Go through the records below and restate each one word for word.

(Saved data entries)
============
PR #1135, opened 2022-09-29
global_step global var name scope fix

albertz:


albertz:
@Atticus1806 this should fix your problem.

Atticus1806:
I will test it, thanks.

PR #1136, opened 2022-09-29
Engine search, do not fall back to default_target

albertz:
We used `default_target` just for historically reasons here (earlier it was even hardcoded to `"classes"`).

I'm not really sure that anyone really depends on this, as you can just set the `target` on a layer explicitly.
============
> Reply:
PR #1135, opened 2022-09-29
global_step global var name scope fix

albertz:


albertz:
@Atticus1806 this should fix your problem.

Atticus1806:
I will test it, thanks.

PR #1136, opened 2022-09-29
Engine search, do not fall back to default_target

albertz:
We used `default_target` just for historically reasons here (earlier it was even hardcoded to `"classes"`).

I'm not really sure that anyone really depends on this, as you can just set the `target` on a layer explicitly.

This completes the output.